Not full rank DESeq2
1
0
Entering edit mode
@2a6aaea2
Last seen 12 days ago
Netherlands

Hi everybody,

Recently I have been doing differential gene expression analysis. I am new to this, and I struggle a bit with my design.

I have 4 different cell lines: A, B, C and D. In previous experiments I found that cell lines A and B are resistant to radiation, while cell lines C and D are sensitive. I am interested in the differential gene expression in the resistant vs sensitive group. However, I want to control for cell line specific differences.

My dataset looks something like this:

# creating example dataframe
df <- data.frame(cline = factor(rep(c("A","C","B", "D"),each=3)),
replicate = factor(rep(rep(c("1","2", "3"),each=1),4)),
group = factor(rep(rep(c("resistant","sensitive"),each=3),2)))
df <- df[order(df\$cline), ]

# show dataframe
print(df)


Initially I tried to model this using:

design = ~ cline + group


However, when I input this design in DESeq2, I get an 'the model matrix is not full rank' error. I know this is probably because the resistant and sensitive groups are uniquely defined by the clines. However I am unsure how to redefine the design column to account for this.

Any help would be really welcome!

Kind regards,

DESeq2 DifferentialExpression • 177 views
1
Entering edit mode
@james-w-macdonald-5106
Last seen 1 day ago
United States

You can't adjust the design matrix to account for it. You could make the assumption that the cline doesn't matter, and compare the resistant and sensitive, or you could assume that the groups don't matter and compare the clines. But you can't account for both, because the clines are nested in the groups. Think of it this way. Let's assume you have four groups of people, two of which are 'resistant' and two are 'sensitive'. And you want to compare their weights.
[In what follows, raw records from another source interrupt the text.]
PR #2999, opened 2020-09-17
Added list of env variables for fn-plugins

aodinokov:
KRM-functions should be able to get env variables.
After changes of runfn object fn based plugins don't
get them anymore.
Reflecting in `build` cmd args added in [1]
for `fn run` cmd.

[1]
https://github.com/kubernetes-sigs/kustomize/pull/2988/

### DIFF
--- a/api/internal/plugins/fnplugin/fnplugin.go
+++ b/api/internal/plugins/fnplugin/fnplugin.go
@@ -78,6 +78,7 @@ func NewFnPlugin(o *types.FnPluginLoadingOptions) *FnPlugin {
 			EnableStarlark: o.EnableStar,
 			EnableExec:     o.EnableExec,
 			StorageMounts:  toStorageMounts(o.Mounts),
+			Env:            o.Env,
 		},
 	}
 }
--- a/api/krusty/fnplugin_test.go
+++ b/api/krusty/fnplugin_test.go
@@ -464,3 +464,50 @@ metadata:
   name: another-namespace
 `)
 }
+
+func TestFnContainerEnvVars(t *testing.T) {
+	skipIfNoDocker(t)
+
+	th := kusttest_test.MakeEnhancedHarness(t)
+	defer th.Reset()
+
+	th.WriteK("/app", `
+generators:
+- gener.yaml
+`)
+
+	// TODO: cheange image to gcr.io/kpt-functions/templater:stable
+	// when https://github.com/GoogleContainerTools/kpt-functions-catalog/pull/103
+	// is merged
+	th.WriteF("/app/gener.yaml", `
+apiVersion: v1
+kind: ConfigMap
+metadata:
+  name: demo
+  annotations:
+    config.kubernetes.io/function: |
+      container:
+        image: quay.io/aodinokov/kpt-templater:0.0.1
+        envs:
+        - TESTTEMPLATE=value
+data:
+  template: |
+    apiVersion: v1
+    kind: ConfigMap
+    metadata:
+      name: env
+    data:
+      value: '{{ env "TESTTEMPLATE" }}'
+`)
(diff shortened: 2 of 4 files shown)


aodinokov:
cc: @Shell32-Natsu

Shell32-Natsu:
Can you add some tests in `api/krusty/fnplugin_test.go`? `env` should also be able to used in declarative files.

aodinokov:
> Can you add some tests in `api/krusty/fnplugin_test.go`? `env` should also be able to used in declarative files.

api/krusty/fnplugin_test.go runs tests with kpt-functions inside containers. that's a good idea to make something that passes env and expect the result based on the env variable value. the only concern, that I don't know any kpt-functions that need env variables. except 2 that I've written by myself :) That's why I'm not sure right now if it's possible to write a good test for that.

Shell32-Natsu:
OK, let's leave that later.

monopole:
Thanks for the SOPs function in https://github.com/GoogleContainerTools/kpt-functions-catalog/pull/101

by all means please contribute a simple test function in go that use env vars (e.g. accepts them and emits their values somewhere in the output).

https://github.com/GoogleContainerTools/kpt-functions-catalog/tree/master/functions/go

aodinokov:
> by all means please contribute a simple test function in go that use env vars (e.g. accepts them and emits their values somewhere in the output).

Was thinking about reusing already existing functions. helm_template looked promising, but it appeared that `env` functions is blocked (See [warnings](http://masterminds.github.io/sprig/os.html) in the description).
I decided that we it should be something meaningful and generic like envsubst, but simple. 

I ended up with [this go-templater](https://github.com/aodinokov/kpt-functions-catalog/tree/function-with-env/functions/go/templater). [Here is](https://github.com/aodinokov/kpt-functions-catalog/blob/function-with-env/functions/go/templater/function/filter_test.go#L40) the ut that comply with our goal:

```
                        cfg: `
apiVersion: v1
kind: ConfigMap
metadata:
  name: notImportantHere
  annotations:
    template: |
      value: {{ env "TESTTEMPLATE" }}
`,
			expectedOut: `value: testtemplatevalue
`,
``` 

The implementation doesn't' look difficult to me, but of course it's not the simplest option. Is it simple enough?
The code is ready, I haven't finished readme and etc

aodinokov:
@monopole , @Shell32-Natsu 

> by all means please contribute a simple test function in go that use env vars (e.g. accepts them and emits their values somewhere in the output).

please find this test I've added:
https://github.com/kubernetes-sigs/kustomize/pull/2999/commits/64cbfbe56d8f63c0f209925181306f7f1b0bacde#diff-97cedd4af5012b151e61e21710553cc6R479

it will be necessary to wait for https://github.com/GoogleContainerTools/kpt-functions-catalog/pull/103 to be able to change image to gcr.io/kpt-functions/templater .
And with that PR it may also take some time: I needed a little hack to make this to be able to pass e2e:
https://github.com/GoogleContainerTools/kpt-functions-catalog/commit/84f2c5702d021f925437633b9db442486dcaf86c#diff-60fe268f71ae7f8409aff40d0a3e51d8R70 . I expect that there will be some changes related to CI first to be able to test go-functions, + thorough review of my function... It may be a long story :)
may be I should split this PR on 2: with the original changes and with the added test?

Shell32-Natsu:
Probably we should use one PR for both code and test. @monopole

aodinokov:
> Probably we should use one PR for both code and test.

np. actually I just realized that these changes I propose now are not so critical, since it's now possible to make the following the plugin config file and basically get the previous behaviour, but for the limited number of vars:

```
envs:
- envvarname1 #without setting the value
...
```

the changes  you made for env vars there + setting a user to run container are awesome 👍

monopole (approved):
/lgtm

PR #3003, opened 2020-09-17
Adds a directory spanning check script

runewake2:
This introduces a go script which can detect multi-module pull requests. This script may be run locally with a future goal to introduce automation.

See #2774 for context.


monopole (approved):
/lgtm

PR #3009, opened 2020-09-18
put endpoints before service

### LINKED ISSUE #3004: Endpoints after Service prevent from clean deleting objects
Kustonize put Endpoints object after Service during manifest build. As a consequence there is no way to cleanly delete both object from kubernetes: after removing Service, kubernetes removes all corresponding endpoints by itself so deleting Endpoints finishes with error.

Example

svc.yaml
```
apiVersion: v1
kind: Endpoints
metadata:
  name: myapp
subsets:
- addresses:
  - ip: 1.1.1.1
    nodeName: node1
  ports:
  - name: metrics
    port: 8080

---
apiVersion: v1
kind: Service
metadata:
  name: myapp
spec:
  clusterIP: None
  ports:
  - name: metrics
    port: 8080
```

How kustomize generates manifest
```
apiVersion: v1
kind: Service
metadata:
  name: myapp
spec:
  clusterIP: None
  ports:
  - name: metrics
    port: 8080
---
apiVersion: v1
kind: Endpoints
metadata:
  name: myapp
subsets:
- addresses:
  - ip: 1.1.1.1
    nodeName: node1
  ports:
  - name: metrics
    port: 8080
```

Note: Service before Endpoints in order.

Create objects
```
# kustomize build | kubectl apply -f -
service/myapp created
endpoints/myapp created
```

Delete objects:
```
# kustomize build | kubectl delete -f -
service "myapp" deleted
Error from server (NotFound): error when deleting "STDIN": endpoints "myapp" not found
```

After Service was deleted, kubernetes removed corresponding Endpoints do there is no Endpoints object to delete and command finishes with error.

As a solution Endpoints object should be probably ordered before Service - in this case deleting works fine and finishes without error.

Shell32-Natsu:
fix #3004

### DIFF
--- a/api/resid/gvk.go
+++ b/api/resid/gvk.go
@@ -99,6 +99,7 @@ var orderFirst = []string{
 	"ClusterRoleBinding",
 	"ConfigMap",
 	"Secret",
+	"Endpoints",
 	"Service",
 	"LimitRange",
 	"PriorityClass",
--- a/api/resid/gvk_test.go
+++ b/api/resid/gvk_test.go
@@ -78,6 +78,8 @@ var lessThanTests = []struct {
 		Gvk{Group: "a", Version: "b", Kind: "ValidatingWebhookConfiguration"}},
 	{Gvk{Group: "a", Version: "b", Kind: "Service"},
 		Gvk{Group: "a", Version: "b", Kind: "APIService"}},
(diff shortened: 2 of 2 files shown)


monopole (approved):
/lgtm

But the two groups of people are in separate places, so one group gets weighed on this rusted old bathroom scale that somebody found, and the other group was weighed on one of those new electronic scales. If you wanted to compare the weights between the two groups, you would never be sure if the differences were real, or if they were simply due to the differences in the two scales. And there isn't anything you could do to fix that, because all of the resistant people were measured on the rusty scale and all the sensitive people were measured on the electronic one. You could say that you think they are both accurate enough, and just make the comparisons, but if you try to publish and you mention that the scales were different but you assume it's OK, the reviewers are probably going to have some pointed questions about that assumption.

0
Entering edit mode

Dear Dr. MacDonald,

Thank you for your insightful explanation. I assume there is also no way to account for this in the experimental design (I don't mean the model matrix but the actual experimental design)? In other words, this would always be a problem in these kinds of experiments and these kind of comparisons?

Kind regards,

0
Entering edit mode

No, you can't account for it in the experimental design either. You can get a set of genes that are differentially expressed, but at that point you have a conundrum. You already know the cell lines have different phenotypes (the sensitivity or resistance to radiation), and those differences may be conferred by one or more of the genes that are different (or maybe not - it's always possible that the difference is due to a mutation in one or more genes, and they may well be expressed at the same level). But they are different cell lines, and there may be other differences as well that have nothing to do with the radiation sensitivity.

You can always get the list of differentially expressed genes and then try to infer which are responsible for the radiation sensitivity differences and do knock outs of the resistant lines to check.